AMD betont, dass sich die verglichenen Modelle preislich im Markt begegnen werden, Intel natürlich aber auch noch teurere Acht-Kern-CPUs hat. Dort dürfte es in einigen Bereichen eher auf ein Kopf-an-Kopf-Rennen hinauslaufen oder Intel je nach Szenario auch der Platzhirsch bleiben. Dies ist sicherlich ein Grund, weshalb Intel vor wenigen Stunden bereits explizit mehr Acht-Kern-CPUs in der H-Serie mit Comet Lake-H für die nahe Zukunft angekündigt hat.

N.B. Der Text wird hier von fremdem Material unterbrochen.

PR #195, opened 2015-12-22
Column layout for replica set list view

bryk:
This PR implements column layout for the replica set list view. The
layout is implemented through a directive that puts its transcluded
elements into a column layout.

There's some algorithmic code in this PR, so please comment if something
is not tested or easy to understand.

Please also verify on your machines that this works correctly.

### DIFF
--- a/src/app/frontend/replicasetlist/replicasetlistcontainer.js
+++ b/src/app/frontend/replicasetlist/replicasetlistcontainer.js
@@ -1,0 +1,132 @@
+// Copyright 2015 Google Inc. All Rights Reserved.
+//
+// Licensed under the Apache License, Version 2.0 (the "License");
+// you may not use this file except in compliance with the License.
+// You may obtain a copy of the License at
+//
+//     http://www.apache.org/licenses/LICENSE-2.0
+//
+// Unless required by applicable law or agreed to in writing, software
+// distributed under the License is distributed on an "AS IS" BASIS,
+// WITHOUT WARRANTIES OR CONDITIONS OF ANY KIND, either express or implied.
+// See the License for the specific language governing permissions and
+// limitations under the License.
+
+/**
+ * Computes optimal height of the given container that will fit all its child elements into N
+ * column layout. N is based on current media query from the $mdMedia service.
+ *
+ * @param {!Element} container Container element that has child elements to be arranged in columns.
+ *     It should be a flexbox container with columns wrapped.
+ * @param {function(string):boolean} mdMedia Angular Material $mdMedia service
+ * @return {number}
+ */
+export default function computeContainerHeight(container, mdMedia) {
+  /** @type {!Array<number>} */
+  let childHeights = Array.prototype.map.call(container.children, (child) => child.offsetHeight);
+
+  let columnCount = computeColumnCount(mdMedia);
+  return binarySearchOptimalHeight(childHeights, columnCount);
+}
+
+/**
+ * Returns optimal number of columns for current window size.
+ *
+ * @param {function(string):boolean} mdMedia Angular Material $mdMedia service
+ * @return {number}
+ */
+function computeColumnCount(mdMedia) {
+  if (mdMedia('gt-md')) {
+    return 3;
+  } else if (mdMedia('md')) {
+    return 2;
+  } else {
+    return 1;
+  }
+}
+
+/**
+ * Does binary search to find minimal integer I such that with height I elements fit into numColumns
+ * and with height I - 1 they do not.
+ *
+ * @param {!Array<number>} heights
+ * @param {number} numColumns
+ * @return {number}
+ */
+export function binarySearchOptimalHeight(heights, numColumns) {
+  let sum = Math.ceil(heights.reduce((a, b) => a + b, 0));
+  let height = 0;
+
+  let left = 0;
+  let right = sum;
+  for (;;) {
+    height = Math.floor((left + right) / 2);
+    let [leftChunks, rightChunks] = getActualColumnCount(heights, height - 1, height);
+
+    if ((leftChunks > numColumns && rightChunks <= numColumns) || (left === right)) {
+      break;
+    } else if (leftChunks > numColumns) {
+      left = height + 1;
+    } else {
+      right = height;
+    }
+  }
+
+  return height;
+}
+
+/**
+ * Returns actual column count for the given array of element heights and two actual heights.
+ * Two values are returned, first for leftHeight and the other for rightHeight. Infinity is
+ * returned if for any height (left of right) there is an item that does not fit it.
+ *
+ * @param {!Array<number>} heights
+ * @param {number} leftHeight
+ * @param {number} rightHeight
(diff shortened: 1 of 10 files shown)


bryk:

src/app/frontend/replicasetlist/replicasetlistcontainer.scss
```diff
@@ -0,0 +1,21 @@
...
+//   
+// Unless required by applicable law or agreed to in writing, software   
+// distributed under the License is distributed on an "AS IS" BASIS,   
+// WITHOUT WARRANTIES OR CONDITIONS OF ANY KIND, either express or implied.    
+// See the License for the specific language governing permissions and   
+// limitations under the License.    
+
+.kd-replica-set-list-container {
+  align-content: center;
+  align-items: top;
```
floreks: I'm playing with UI now and when there is 1 column or 1 replica set only then it is aligned to the left side of the screen. With this changed to `center` it always tries to center cards and as height of card container is calculated to be as small as possible then only vertical center will be applied. What do you think?

cheld:
I just tried the code. I did not review it yet. I found a very, very small layout issue. 

Steps to reproduce:
1. create 5 pods
2. decrease window size until one column is shown
3. increase window size very slowly until layout is broken into two column. 

=> There is a space of 1-2 pixel where only the right column is shown, but not the left.

Remark: I could not reproduce this when switching from 2->3 columns


However, a browser resize/reload solves the issue. So, not really an issue that must be fixed.

broken-layout

BTW: I intuitively expected a row layout and that cards are sorted from left to right (in reading direction). Not up to down. But I assume this is intentional

src/app/frontend/replicasetlist/replicasetlistcontainer.scss
bryk: Agreed, thanks! I was looking for this solution :) 

Done.

bryk:
> I just tried the code. I did not review it yet. I found a very, very small layout issue.

I did my best to reproduce this, but couldnt find the issue. I applied one style change as @floreks suggested to the code. Can you rebase and check whether the issue is still there?

floreks:
Actualy this change to center elements fixes this issue :). I can't reproduce it either and before I was able to do it.

bryk:
> BTW: I intuitively expected a row layout and that cards are sorted from left to right (in reading direction). Not up to down. But I assume this is intentional

Cards can have different heights, hence we need column layout. Otherwise things look ugly. Take a look how pinterest, google plus or developers console do this. 

Re ordering things from the left to the right: this may be a next step of this layout. I wanted to have something useful with as little code as possible.

src/app/frontend/replicasetlist/replicasetlistcontainer.js
```diff
@@ -0,0 +1,132 @@
...
+ *     It should be a flexbox container with columns wrapped.
+ * @param {function(string):boolean} mdMedia Angular Material $mdMedia service
+ * @return {number}
+ */
+export default function computeContainerHeight(container, mdMedia) {
+  /** @type {!Array<number>} */
+  let childHeights = Array.prototype.map.call(container.children, (child) => child.offsetHeight);
+
+  let columnCount = computeColumnCount(mdMedia);
+  return binarySearchOptimalHeight(childHeights, columnCount);
```
floreks: This is a great non-trivial solution. I see that complexity here is `O(nlog(n))` so it's really good. I'm not sure how big sets of data will be used here, but for most cases this should be sufficient. 

I was thinking a bit about other possible solutions(I like algorithmic stuff :)). I think there are also solutions for this NP problem with complexity `O(n)`. As example, there could be used algorithm to split array of heights into P subarrays of balanced sum(`O(P*n)`). The subarray with highest partial sum would be our height.

This is very similar to bin packing problem.

bryk: :)

I bet there are better solutions for this problem, but this is pretty nice already. It is `O(n log sum_of_heights)` which is roughly `O(n log n)`. I did tests and on first layout it takes 10 ms to compute it (with 90% time spend on line 26 which is costly). On subsequent calls this function takes anything from 1 to 0.1 ms to compute. I had like 20 replica sets.

bryk: The takeaway here is that algorithm is very fast and `child.offsetHeight` call is the thing that may be a bottleneck.

cheld: BTW: yesterday resizing the browser felt very slow and sluggish. I have not investigated. I assume too many resize events. Maybe you consider a debounce function.

floreks: This algorithm is executed only on mdMedia change ( actual column number change ) and first when the view is called. Normally when resizing it is not called. The problem has to be somewhere else.

floreks: I'm not sure if `child.offsetHeight` is actually a bottleneck here. This is supposed to be calculated before and at the time this function is called be a read only value. Anyway I don't think that we are planning to show 1000+ replica sets :) Looks and works good to me.

bryk: > I'm not sure if child.offsetHeight is actually a bottleneck here.

There is a little bit of browser magic when you access this property. If you're in the middle of rendering, the browser has to paint the element to find out what's its height. This takes substantial amount of time. But then, when the element is rendered and hasn't changed, accessing this property is fast. You can see this in chrome debugging tools. Try it out, it is a nice exercise :)

bryk: >  Maybe you consider a debounce function.

Denouncing cannot be added in function that is called on $watch. What we can do is caching of old value. I expect cache hit ratio to be very high since most of the time width&height do not change. But let's leave it for future work. The layout does not feel slow at the moment. 
We can also call this function less often, e.g., only on resize, but this also may happen in the future.

cheld:
I have tested again, but this time on my notebook. My workstation is not operational, currently. Unfortunately, I cannot verify the problem under the exactly same situation. 
However, on my notebook:
* I did not notice any layout issue
* I did not notice any perfomance issue

src/app/frontend/replicasetlist/replicasetlistcontainer.js
```diff
@@ -0,0 +1,132 @@
...
+ * Does binary search to find minimal integer I such that with height I elements fit into numColumns
+ * and with height I - 1 they do not.
+ *
+ * @param {!Array<number>} heights
+ * @param {number} numColumns
+ * @return {number}
+ */
+export function binarySearchOptimalHeight(heights, numColumns) {
+  let sum = Math.ceil(heights.reduce((a, b) => a + b, 0));
+  let height = 0;
```
floreks: Intellij found that this doesn't have to be initialized as it's always initialized in the loop :)

floreks:
LGTM. It's tested and designed very well.

PR #197, opened 2015-12-23
Make serve:prod task use non-docker backend binary

bryk:
This speeds up serve:prod task a few times, yet has the same effect.
Backend:prod should only be used in dockerfiles.


bryk:
@cheld Can you take a look?

cheld:
I checked it, makes sense. 

LGTM

PR #199, opened 2015-12-23
Add run as privileged option to the deploy form

bryk:


bryk:
@zreigz Can you review?

zreigz:
Yes, I will do it Monday morning

zreigz:
When I enabled ```Run as privileged``` I have ```Internal Server Error```
```ReplicationController "p" is invalid: spec.template.spec.containers[0].securityContext.privileged: Forbidden: disallowed by policy```

Without this flag deploy works fine

bryk:
I see. Your cluster has settings to disable this option. See in `kubernetes/pkg/capabilities/capabilities.go` capabilities struct. 

What do you think about detecting this and hiding when not available?

zreigz:
I think it is good solution, otherwise user will be confused why can not deploy. 
Second solution is related to error handling to inform user that option is disabled in cluster settings. 
Because error handling is not implemented yet, so you proposition is the most reasonable here.

bryk:
@zreigz You know what? I think now is better to implement error handling than to work on conditional options in the deploy form. I want to merge this PR now and immediately start work on error handling. What do you think?

zreigz:
I agree

PR #203, opened 2015-12-28
Global styling framework: streamline variable handling

bryk:
Now variables are in variables.css in frontend directory. Previously they were in assets, which was wrong because it caused copy to production image.

### DIFF
--- a/src/app/frontend/_variables.scss
+++ b/src/app/frontend/_variables.scss
@@ -12,7 +12,6 @@
 // See the License for the specific language governing permissions and
 // limitations under the License.
 
-// TODO(floreks): Find appropriate place for global color definitions.
 $primary: #326de6;
 $delicate: #aaa;
 $muted: #888;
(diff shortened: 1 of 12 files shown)


bryk:
@zreigz Can you review?

zreigz:
yes

floreks:
Just had a quick look. One comment about variable file naming. I've intentionally used underscore there.

http://sass-lang.com/guide

`Partials` headline says:
`The underscore lets Sass know that the file is only a partial file and that it should not be generated into a CSS file. Sass partials are used with the @import directive.`

Rest I'll leave for @zreigz to review :)

src/app/frontend/variables.scss
```diff
@@ -20,6 +19,8 @@ $hover-primary: #1254df;
...
 $emphasis: #000;
 $content-background: #fff;
-// TODO(bryk): Reference angular_material/src/core/style/variables.scss instead of having
-// this variable here.
-$whiteframe-shadow-z1: 0 2px 5px 0 rgba(0, 0, 0, .26) !default;
+
+// TODO(bryk): Get those variables from Angular Material scss files.
+$layout-breakpoint-lg: 1280px;
+$whiteframe-shadow-1dp: 0 1px 3px 0 rgba(0, 0, 0, .2), 0 1px 1px 0 rgba(0, 0, 0, .14), 0 2px 1px -1px rgba(0, 0, 0, .12);
+$baseline-grid: 8px;
```
zreigz: For me ```$baseline-grid``` is misleading. I would suggest ```baseline-distance``` instead. What do you thing ?

zreigz:
Rest looks good for me. All views look like previously.

src/app/frontend/variables.scss
bryk: I'm also not a big fan of this name, but this is what Angular Material uses. Take a look at: https://github.com/angular/material/blob/HEAD/src/core/style/variables.scss

I hope that soon we'll be able to include angular material scss, so then this variable here will be deleted. And Material's one used. What do you think? Can I leave the name as it is?

bryk:
@floreks Thank you for the comment! I renamed the file

bryk:
PTAL

zreigz:
If it is common practice to use name ```$baseline-grid``` then LGTM

PR #204, opened 2015-12-29
Increase Karma no activiti timeout

bryk:
This is to prevent flakiness in our travis infrastructure.

Also, a few refactoring in the build pipeline re coverage.


bryk:
@zreigz Take a look

bryk:
I'm merging this because it blocks our entire Travis infra. I'll resolve any comments in a subsequent PR.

Noch einige Details bis zum Start offen
Offizieller Starttermin für die Renoir-Produkte ist das erste Quartal. AMD nannte auf der Showbühne Februar als Termin der ersten Geräte, das Gros dürfte aber erst zum Frühjahr verfügbar werden. Über 100 Designs sollen es bis Ende 2020 sein.
Auch gibt es zur Präsentation noch offene Punkte, die AMD erst später klären will. Zum Beispiel wie es um die Plattform-Ausstattung bestellt ist, oder was es für native Schnittstellen gibt. PCI Express 4.0 gibt es bei Renoir definitiv nicht, verriet AMD schon einmal, im Notebook ist das im Jahr 2020 aber sicherlich kein großer Verlust.
ComputerBase hat Informationen zu diesem Artikel von AMD auf einem Event in Las Vegas unter NDA erhalten. Die einzige Vorgabe war der frühestmögliche Veröffentlichungszeitpunkt.